July 27 (Bloomberg) -- Thanks to Randol Schoenberg, Adele Bloch-Bauer has
taken up residence in New York's Neue Galerie. He's the lawyer who spent
years fighting the Austrian government to return the iconic Gustav Klimt
portrait -- looted by the Nazis in 1938 -- to the rightful owner, Adele's
niece, Maria Altmann, now 90.

Schoenberg is the grandson of Viennese-born composer Arnold Schoenberg, who
fled from Nazi Europe to New York and Boston before finally settling in Los
Angeles, where he died in 1951.

I spoke to the 39-year-old lawyer, balding with blue eyes, at Bloomberg's
New York headquarters.

Hilferty: Had you known Maria Altmann before you took up the battle?

Schoenberg: She's an old family friend.
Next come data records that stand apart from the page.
Issue #564, opened 2020-06-11
[FEATURE] change instalation folder on Linux


akasolace:
**Is your feature request related to a problem? Please describe.**

**Describe the solution you'd like**

**Additional context**

Issue #548, opened 2020-06-03
[BUG] build and test artefacts made using install4j


akasolace:
**Describe the bug**

**To Reproduce**

**Screenshots**

**Platform information:**
 - OS: [Windows / macOS / Linux]
 - Version (including build number)

**Additional context**

Issue #202, opened 2019-08-16
[eFEAT] Bundle JRE in Executable


pierpaolocira:
This request follows #198 

When #106 is done, verify if the MacOS `.app`  can be distributed by embedding the JRE.

From the related issue

> It is not clear if it is related either to the code (not yet compatible with Java 11 (see issue #106 ) or to an issue in the plugin used to build the app (edu.sc.seis.macAppBundle, see crotwell/gradle-macappbundle#56 and crotwell/gradle-macappbundle#49 )... or perhaps both.

akasolace:
@tychobrailleur @wsbrenk @yaute74  do you think this is something we want to do ?

pierpaolocira:
Hello... I did something alike for my company few years ago, because it was in line with Oracle guidelines.
This was just a .EXE (with a budle of libraries in subfolders) to be launched without the need to install/configure any JRE (and, even better, without generating conflicts with any already existing JRE on the host machine).

Accordingly to Oracle and what I have read (and experienced), in my personal opinion, this should be the way to go: the user download and use it... without caring of the JRE versione used to build, which should change more frequently, since Oracle has introduced the new release plan.

If I remember well, this feature was removed in the MacOS APP because the gradle plugin used to build for MacOS wasn't supporting JRE different than version 8 at that time (and was generating an invalid APP without triggering any exception).

But ok... just my opinione...

akasolace:
@pierpaolocira we will propose both ....

PR #568, opened 2020-06-11
handover db location from script to HO.

### LINKED ISSUE #566: [BUG] repair artefacts build process following transition to install4j
**Describe the bug**

**To Reproduce**

**Screenshots**

**Platform information:**
 - OS: [Windows / macOS / Linux]
 - Version (including build number)

**Additional context**

akasolace:
 
   - closes #566 , #564, #548, #202 and  #372

   - information about portable vs installed App is passed by launcher

   - db location (and logs output) are now managed in HO based on platform and install type:
      - portable: same directory
      - windows: appdata 
      - linux  ~.ho 
      - maxOS Application Folder

   - Offers artefacts with bundled JREs

  Awaiting feedack before merging


src/main/java/core/HO.java
```diff
@@ -20,34 +20,24 @@
...
+	}
 
-	/**
-	 * A RELEASE is when a build artifact gets delivered to users. Note that
-	 * even a DEVELOPMENT version can be a RELEASE ("Beta"). So when a version
-	 * is build (no matter if DEVELOPMENT or not), this flag should be set to
-	 * true. The main purpose for the flag is to disable code (unfinished new
-	 * features, debug code) which should not be seen in a release.
-	 */
+	private static boolean portable_version; // Used to determine along the os the location of te
```
tychobrailleur: location of `te`?

src/main/java/core/db/User.java
```diff
@@ -1,138 +1,146 @@
...
-				load();
+	public static String getDbParentFolder() {return dbParentFolder;}
+
+	private static void setDBParentFolder(){
+		if (! HO.isPortableVersion())
+		{
+			if (HO.getPlatform() == OSUtils.OS.LINUX) {
+				dbParentFolder = System.getProperty("user.home") + "/.ho";}
+			else if (HO.getPlatform() == OSUtils.OS.MAC) {
+				dbParentFolder =  System.getProperty("user.home") + "/Library/ApplicationSupport/HO";}
```
tychobrailleur, line 63: There should be a space between `Application` and `Support`.

akasolace: I think it was correct before so I don't know how I end up changing this one ...

src/main/java/core/HO.java
akasolace: I fixed this in last commit

src/main/java/core/db/User.java
akasolace: > Apologies, I had just started the review when you merged.

No worry, I merged the PR because it started to be big and rebasing to master made the PR really messy. We might still have some issue but I think we are not far to have something solid

akasolace: done in 9c8ddeeab3cce923541ef88f0397bae914caa0cc

pierpaolocira:
@akasolace I would like just to comment this description, that I could read only now.
I could say nothing (because this is already a PL and I know this is late), but I would prefer mentioning it now instead, at least you know.
As we have already mentioned several times, saving settings in "maxOS Application Folder" is not a good idea on MacOS.
They should be saved in the "Application Support" folder... as all other applicaitons do. In this way you're probably linking the DB with the specific installation and version.
Furthermore not only DB folder, but also other folders are now saved in the main folder of the user... please check that also those are saved in the same folder of the DB...

PR #580, opened 2020-06-16
Double click and click+shift

steffanots:
Double click on row in Player Analysis open Match report
Click+SHIFT on row in Player Analysis open ht website

For this purpose I need that column 54 - MatchID would be locked.

Somebody need to test URL in linux and mac!!!
I use firefox for linux, and firefox must be in root path. Maybe I can test tommorow at office (we use centos).


akasolace:
Thank you for the PR @steffanots      @yaute74  could you review the PR and maybe test it under Linux before merging ?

Her husband, Fritz, and my mother's
father were already friends in Vienna in the '30s. Both families fled the
Nazis and ended up in Los Angeles around 1942. So my mom grew up with
Maria's kids as friends. I joke Maria has known me since my mother was in
diapers.

Hilferty: It was a long battle retrieving this painting, plus four other
Klimts. When did you start?

Schoenberg: Maria called me in September 1998 to ask about a new law
proposed in Austria designed to return looted artworks.
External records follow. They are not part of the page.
Issue #569, opened 2020-06-12
[FEATURE] Clicking on a match in Player Analysis should bring to the Match report 


tychobrailleur:
**Is your feature request related to a problem? Please describe.**

No, it is a UX enhancement.

**Describe the solution you'd like**
When clicking on a match in the Matches tab of the Player Overview module, this should bring to the Match report in the Matches module:

![Screenshot 2020-06-12 at 08 28 52](https://user-images.githubusercontent.com/114285/84477007-deb1a280-ac86-11ea-9d88-f65abd1ca735.png)
Clicking (or double-clicking if preferred) the first row should bring to:

![Screenshot 2020-06-12 at 08 30 41](https://user-images.githubusercontent.com/114285/84477137-128cc800-ac87-11ea-8f57-637e9e2b6df9.png)

The same pattern used in other places could be used here, Shift-click could bring directly to the Hattrick match report.

**Additional context**

N/A

akasolace:
and for consistency  shift+click open HT website  (this is linked to #547)

tychobrailleur:
> and for consistency shift+click open HT website (this is linked to #547)

Thanks, I have corrected from ctrl-click to shift-click.

steffanots:
take

akasolace:
@steffanots  it should be without the quote otherwise it is interpreted as quote block ...

steffanots:
I try take, 'take', "take"

steffanots:
I finish link to match tab but I can find any code with link to ht website!
do we have any code?

akasolace:
@steffanots look here  https://github.com/akasolace/HO/blob/d4abaa7df667a1e3908c3f8c68b4b528257d6d1d/src/main/java/module/specialEvents/Match.java#L151

Issue #547, opened 2020-06-03
[FEATURE] clickable match link open ht website


akasolace:
@steffanots while you are at it, for consistency the behaviour should be the same as in the special event modules (shift click opens in browser):
     - player details 
     - overview / lineup tab #461

steffanots:
teke

akasolace:
@steffanots  it should be without the quote otherwise it is interpreted as quote block ...

steffanots:
I don't understand where it is necessary to have a link to a hattrick

akasolace:
@steffanots you mean where or why ?

steffanots:
Where and what :)
Player or match?

akasolace:
the idea is to implement shift+click => open HT website

![image](https://user-images.githubusercontent.com/1136496/85059284-b1438800-b1a3-11ea-9049-64b1b01f4f51.png)

steffanots:
I create link on shift+click

akasolace:
@steffanots perfect

PR #595, opened 2020-06-19
SHIFT + click to WEB page for matchId

steffanots:
#547 
I add link to hattrick match by Id
I also add method `isCupMatch` in class MatchType because for hattrick it is official match. I didn't want to change the method `isOfficial`.
When you merge all branches we must change for #569 this condition and create one class or method for web pages.


akasolace:
@steffanots well spoted but I think that we should fix isOfficial() instead .....

PR #600, opened 2020-06-20
Code by abstraction, and use `Icon` rather than `ImageIcon`.

tychobrailleur:
 
  This PR makes sure the code uses the more abstract `Icon` rather than `ImageIcon`.  This solves the issue of the cached icon not being returned for the new jersey icons, which are not imageicons.
 
 - [ ] have been updated
 - [x] do not require update


akasolace:
@tychobrailleur  I suggested @yaute74  to do the review. He is more into that part of the code than me and also I have a bit less time than usual at the moment with the moving ....

src/main/java/core/gui/theme/ImageUtilities.java
```diff
@@ -648,6 +654,31 @@ public static Icon getSvgIcon(String key, int width, int height) {
...
+			return ((ImageIcon)icon).getImage();
+		}
+		else {
+			int w = icon.getIconWidth();
+			int h = icon.getIconHeight();
+			GraphicsEnvironment ge =
+					GraphicsEnvironment.getLocalGraphicsEnvironment();
+			GraphicsDevice gd = ge.getDefaultScreenDevice();
+			GraphicsConfiguration gc = gd.getDefaultConfiguration();
+			BufferedImage image = gc.createCompatibleImage(w, h);
```
weisJ, line 674: This should probably be more explicit with the type of image to create i.e. `Transparency.BITMASK` (as icons could be transparent).

src/main/java/core/gui/theme/ThemeManager.java
```diff
@@ -108,24 +108,24 @@ public Object get(String key){
 		return tmp;
 	}
 
-	private ImageIcon getImageIcon(String key){
+	private Icon getImageIcon(String key){
```
weisJ, line 111: Maybe a new name should be chosen if it doesn’t necessarily return an `ImageIcon` anymore.

weisJ:
@tychobrailleur I have created a PR into this branch for using `DerivableIcon`s for creating scaling `Icon`s. This way lossless re-scaling can be achieved for icons that aren't of type `ImageIcon`.

Issue #587, opened 2020-06-18
[BUG] missing several players in "prediction" tab of trainings


johari75:
**Describe the bug**
I´m missing several players in the "prediction" tab of trainings. 
In the the overview of the "training" tab there are all players available.
I set the "Futur Trainings" for 32 weeks. (I also tried 48 weeks without success)
I´m using HO since several years in different versions. So I had a lot of .hrf files imported.
I found out that the amount of players in the "prediction" tab depends on the flags at the bottom of the "training" tab in the options. By enabling/disabling of each flag the amount varies. But no combination leads to desired result.

**To Reproduce**
1. Go to 'Training' module
2. go to 'Training" tab
3. count players
4. go to 'prediction" tab
5. count players
6. go to "Main" menu
7. click "options"
8. restart HO
9. go to 'Training" tab
10. change one of flags at the bottom of the page
11. repeat step 1 till 5

You can check all combinations concerning these flags. 

I got asked to add my database
[db.zip](https://github.com/akasolace/HO/files/4797721/db.zip)

**Screenshots**
![options](https://user-images.githubusercontent.com/67096604/85005106-a4e60d80-b158-11ea-8df4-bf7d169ee675.JPG)

![Training_overview](https://user-images.githubusercontent.com/67096604/85005108-a57ea400-b158-11ea-9da5-4c1a2d55691d.JPG)

![Training_prediction](https://user-images.githubusercontent.com/67096604/85005111-a6173a80-b158-11ea-81b4-8c3e6e9ab35d.JPG)

**Platform information:**
 - OS: Windows 10 home
 - Version 1909 (Build 18363.904)

akasolace:
@wsbrenk  maybe we want to rethink which players are displayed and/or highlited in the prediction tab.  What do you think ?

wsbrenk:
@akasolace we can do so. the current version should list all players that will get skill ups during the period that is analyzed, if configured as shown by @johari75 . 
if skill downs should be displayed too, the list could be a little longer.
Another chance to include further players to the forecast list, will be to change their position in the player overview list, so that they are no longer handled to get no trainings effect.
If they should get skill ups on the selected position during the analyse period and they are not displayed in the forecast list, it is a bug, that we should fix.

wsbrenk:
Currently it is intended that player with no skillups or -downs are NOT listed in the forecast
by  configuration the skilldown display can be suppressed - only players with skillups are listed
[...]

PR #602, opened 2020-06-20
#587: fix trainingspeed calculation

wsbrenk:
 
   - fixes issue #587  (not completly)


akasolace:
yes this is a bug fix but I dont think it closes #587

Issue #461, opened 2020-04-21
[eFEAT] put last match information in both squad and Lineup tables


tychobrailleur:
**Is your feature request related to a problem? Please describe.**

For friendlies, I want to make sure I am not overlooking a player that hasn't played recently, and therefore hasn't received training.  It'd be good to add the last played date as a column in the Lineup table (the training indicator is great, but I still would like to know how long some players have not played,  they could be prime sacking candidates)

**Describe the solution you'd like**

 A new column in the Lineup table with the date of the last played game.

**Additional context**
N/A

Next steps before closing the issue (edited by @akasolace ):

 - [ ] the new column need to be visible by default otherwise users won't find about it
 - [ ] add links to player rows in lineup and squad tab (#609)
 - [ ] I would put the new column on the left (maybe after best position)  (can be done as part of  #484)
 - [ ] remove rating column (to be tackled by #610)

akasolace:
@tychobrailleur for my info is that an info available by hrf direclty or should it be calculated ?

tychobrailleur:
I am not sure whether it is in the HRF, but according to CHPP docs it can be found in playerdetails as part of the `LastMatch` field.

akasolace:
@tychobrailleur sorry was a typo I meant CHPP...

wsbrenk:
@tychobrailleur According to the chpp documentation, this information should also be available in the players file, which is already downloaded by HO. We could add those information to the database and to the player overview panel.

steffanots:
Last match is last match in HT. I think it's an irrelevant type of match (league, cup, friendly, duel or preparation). I don't know that we want this.
I add last match into Player Detail with link on match.
I add columns into players tab and lineup tab.
I add property into english.properties.

Because I have problem with loading matches (create repo with bug) , I need help. 
I need master and my branch in new repo to finish testing.

![image](https://user-images.githubusercontent.com/64475678/81229070-8506ea00-8fef-11ea-9674-632035f6c7cc.png)

akasolace:
It is is linked to #485

akasolace:
#485 introduced the following: 

![image](https://user-images.githubusercontent.com/1136496/81501601-9561e200-92d9-11ea-9a92-17a716526d4f.png)

Current ticket is for including these information inside both Lineup and Squad tables replacing existing Rating information


This would summarize all in we want in a single place. In the column, I guess we could here also introduce 3 clicks sort (date defaults, rating and match type)

[...]

PR #607, opened 2020-06-22
LastMatch column (date + rating) order by date, rating

steffanots:
#461 
LastMatch column (date + rating) order by date, rating

Resolve bug on PlayerDetailPanel ... clear add before set last match info

Notice: Last match is not translated for Serbian(cyrillic)


akasolace:
ok thank you

> Resolve bug on PlayerDetailPanel ... clear add before set last match info

can you give me more info on this one ?

> Notice: Last match is not translated for Serbian(cyrillic)

yes as soon as I merge the PR you will see this available in POEditor

steffanots:
image
Last match in label is from above of selected player

tychobrailleur:
I am not sure whether this is the relevant PR, but on my machine the new column is the last one both on Squad and Lineup, and it is truncated, which is an issue as the column cannot be resized:

Screenshot 2020-06-23 at 19 10 14

PR #620, opened 2020-06-26
Delete Classic and System themes.

tychobrailleur:

  Remove outdated themes Classic and System.
 
 
 - [ ] have been updated
 - [x] do not require update


akasolace:
I merged it quickly but now I am thinking:
    - what will happen for user having one of those currently as default themes ?   Looks like this is not handled
   - also -i think it worth updating the release notes

PR #621, opened 2020-06-26
fixes loop in loading of user parameters

akasolace:
fixes loop in loading of user parameters
also make a single db call for loading parameters for better efficiency


src/main/java/core/db/UserConfigurationTable.java
```diff
@@ -117,6 +118,24 @@ private String getStringValue(String key) {
...
+	private HashMap<String, String> getAllStringValues() {
+		final StringBuffer sql = new StringBuffer(100);
+		sql.append("SELECT * FROM ");
+		sql.append(getTableName());
+
+		HashMap<String, String> map = new HashMap<>();
+		final ResultSet rs = adapter.executeQuery(sql.toString());
+		try {
+			while (rs.next()) {
+				map.put(rs.getString("CONFIG_KEY"), rs.getString("CONFIG_VALUE"));
```
tychobrailleur, line 130: Some of the values are not strings, can that cause issues in other places?

akasolace: I think I kept the same logic as before ... it was converting everything to string ... but might worth to check

PR #2358, opened 2018-09-05
Implement logic in play and pause media element methods

georgesbiaux:
This PR aims to implement a minimal logic for the `play` and `pause` methods by setting the `paused` property.


domenic:
Thanks, but this doesn't follow the spec for those methods, so it's best to leave them as not-implemented.

Issue #1365, opened 2016-01-25
Add optional support for image loading through Canvas.Image


lehni:
Now that there is support for the Canvas API through node-canvas, I think it makes sense to also support image loading through the `Canvas.Image` class from the same module.

I am willing to work on this, but would need a few pointers, as I am new to the JSDom internals.

I have looked at the `HTMLCanvasElementImpl` class and understand roughly how to patch this into `HTMLImageElementImpl`. The main problem I am currently facing is that I'm not sure how i am supposed to load the binary image files. Should I use `resourceLoader` for this, or ist that only for text files? 

This relates to #189, but since this is about an actual implementation through node-canvas, I thought it might be better to open a separate issue.

Sebmaster:
> Should I use resourceLoader for this, or ist that only for text files?

Yes, resourceLoader is for all resources used for a specific Window. You should fine the resourceLoader in `this.ownerDocument._resourceLoader` (iirc). It takes care of automatically canceling requests when `window.close` is called and firing an error event when the request fails (which might actually not be applicable for every case, but I haven't found one yet, so we've left it in there).

lehni:
Ok, but how to load the binary data with it? So far I have tried:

Hilferty: What was the biggest hurdle?

Schoenberg: Going to the U.S. Supreme Court was very daunting, because we
were trying to establish that it was permissible to sue a foreign state to
recover property taken 60 years ago, and nobody had ever done that before.
That seemed like an impossible task.

Hilferty: But you prevailed. Then what?

Austria's Mona Lisa

Schoenberg: We still had to litigate the case. Ultimately we entered into an
arbitration agreement with Austria in 2005. So I had to go to Austria and
argue the case's merits, mostly in German, which thankfully I could speak a
little.

Hilferty: You finally got a unanimous decision in your favor. Who in the
Austrian government was your big adversary?
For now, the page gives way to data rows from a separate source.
Issue #2368, opened 2018-09-26
`button` associated with a form using `form` attribute doesn't trigger form `submit` event


jamietre:
### Basic info:

- **Node.js version:** 8.12.0
- **jsdom version:** 12.0.0

### Minimal reproduction case

```js
const { JSDOM } = require("jsdom");

const dom = new JSDOM(`
<form id="foo"></form><button id="foo-button" form="foo"></button>
`, options);

const document = dom.window.document;
document.getElementById('foo').addEventListener('submit', (e) => {
    console.log('submit event fired');
});
document.getElementById('foo-button').click();
// event listener callback is never invoked
```

Repro repo: https://github.com/jamietre/jsdom-form-attribute/

### How does similar code behave in browsers?

https://codepen.io/jamietre/pen/BOggdj

Triggering a click event on a `button` associated to a form using the `form` attribute should behave the same as if it were associated by nature of being a child, e.g. cause a `submit` event on the form.

Relevant spec: https://html.spec.whatwg.org/#association-of-controls-and-forms

PR #2369, opened 2018-09-26
Allow binding to forms using 'form' attribute

jamietre:
Resolves https://github.com/jsdom/jsdom/issues/2368
Spec: https://html.spec.whatwg.org/#association-of-controls-and-forms

This change permits using the `form` attribute of form elements to associate them to a form without them being children.

This is my first pull request to jsdom so apologies in advance if I haven't done something correctly; did my best to follow the contribution guidelines for testing.  I wasn't sure whether I should add a new file or extend and existing one to test this since one existed that already covered related functionality. If it's not expected to merge new work into existing files in web-platform-tests lmk and I'll make a new file for this.


lib/jsdom/living/helpers/form-controls.js
```diff
@@ -214,3 +215,15 @@ exports.sanitizeValueByType = (input, val) => {
 
   return val;
 };
+
+exports.associatedForm = formControl => {
```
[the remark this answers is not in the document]
jamietre: Yes - as far as I can tell from reading the spec, It doesn't seem necessary to actually follow that imperative implementation for initializing/assigning the form owner based on certain events rather than just calculating the form owner on demand. I'll add a comment to this effect. While it's possible that there is some nuance I don't understand I think this implementation covers the vast majority of use cases.

jamietre:
Most of the `form-control-infrastructure` tests pass when `output` is added as a listed element and a few details of the implementation revised to match spec edge cases. The ones that won't pass are related to invalid html and "parser inserted flag"; since the form element isn't actually in the dom for these cases it would likely be a lot of work to fully support that part of the spec. I think this implementation works for all valid HTML.

lib/jsdom/living/helpers/form-controls.js
```diff
@@ -20,7 +20,10 @@ const whatwgURL = require("whatwg-url");
 
 const NodeList = require("../generated/NodeList");
 const { domSymbolTree } = require("../helpers/internal-constants");
+const { closest } = require("../helpers/traversal");
```
Zirro: It's just a small detail, but I noticed that the path on this line (and the older one above) goes out of the `helpers` directory and back in again.

jamietre: Oh, sure does. I think I just copied the pattern from the line above ;) I'll clean it up.

domenic:
It looks like the spec's super-complicated processing is necessary in order to pass some of those tests. I'll update the comments here to reflect that, and then merge this good-enough-for-now implementation.

PR #2373, opened 2018-10-03
Upgrade saxes from 3.1.2 to 3.1.3 to fix deprecation warning

dogan-acuris:
Running saxes version 3.1.2 displays a deprecation warning related to its dependency 'xmlchars'.

Patch version 3.1.3 fixes that deprecation warning.


domenic:
Thanks. Note that new installations of jsdom should not get this deprecation warning though, as `^3.1.2` will get you 3.1.3 automatically.

PR #2376, opened 2018-10-05
Lint scripts in HTML and JS files during same run

Zirro:
I occasionally see pull requests where linting errors from `to-upstream` don't appear on the initial CI run, as the second linting command only runs if there's no error from the first.

Using `;` will ensure that errors in both locations show up right away.

### DIFF
--- a/.eslintignore
+++ b/.eslintignore
@@ -1,6 +1,7 @@
 node_modules
 
 benchmark/browser-bundle.js
+benchmark/browser-runner.html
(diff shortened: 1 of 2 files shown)


Zirro:
Ah, that's right. I focused on output for humans and forgot about the error codes.

However, as an alternative I found that (with a few changes to `.eslintignore`) it seems feasible to combine the two commands into one, even getting a small boost to performance.

PR #2377, opened 2018-10-06
Implement toggleAttribute()

Zirro:
https://dom.spec.whatwg.org/#dom-element-toggleattribute


lib/jsdom/living/nodes/Element-impl.js
```diff
@@ -278,6 +278,32 @@ class ElementImpl extends NodeImpl {
     attributes.removeAttributeByNameNS(this, namespace, localName);
   }
 
+  toggleAttribute(name, force) {
```
domenic: Nit: s/name/qualifiedName/g?

Zirro: Yeah, I went with `name` to be consistent with the other methods in this file but I suppose we can change those as well later on.

PR #2379, opened 2018-10-06
potential runaway promise fix

fgarcia:
I am getting a warning from Bluebird which seems to match a runaway promise in the code above

http://bluebirdjs.com/docs/warning-explanations.html#warning-a-promise-was-created-in-a-handler-but-was-not-returned-from-it

Adding a return statement fixes the warning and "seems" logic.

Not sure if one should do the same for the catch statement

If the sensible thing is not to chain the return promise of item.check() please consider adding a "return null;" statement for Bluebird users. This silences the warning too and confirms the intention to not chain promises

### DIFF
--- a/lib/jsdom/browser/resources/resource-queue.js
+++ b/lib/jsdom/browser/resources/resource-queue.js
@@ -116,7 +116,7 @@ module.exports = class ResourceQueue {
       .then(data => {
         item.fired = 1;
         item.data = data;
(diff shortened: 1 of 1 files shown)


domenic:
Can you file a new issue using the issue template that explains what problem this fixes? Let's close the PR so we can have a discussion based around a concrete example.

Schoenberg: The whole government. Austria is a small country with only a
population of 8 million. The Bloch-Bauer portrait is their Mona Lisa, their
most famous painting by their most famous artist. It's on the cover of their
guide book of their National Gallery. Everybody was talking about it in
Vienna.

Hilferty: Ronald Lauder paid $135 million for this painting. Has Maria
Altmann's life been changed?

Schoenberg: Maria has come full circle, because she grew up in the lap of
luxury in a very wealthy family in Vienna, comparable to Ronald Lauder's,
but lost it all. She ended up selling dresses and became middle class. Now
she's 90 and again very wealthy. As for me, it certainly has been a terrific
experience. I doubt I'll ever get an opportunity to top it.

Family Anagrams

Hilferty: Randol is an anagram of your grandfather's name, Arnold. Was that
on purpose?

Schoenberg: I blame my parents for that. My father's name is also an
anagram, Ronald. And so are the middle names of my three siblings: Roland,
Lorand and Raldon. The only possibilities left are Dranol, Orland and
Dorlan, so we had to stop that tradition.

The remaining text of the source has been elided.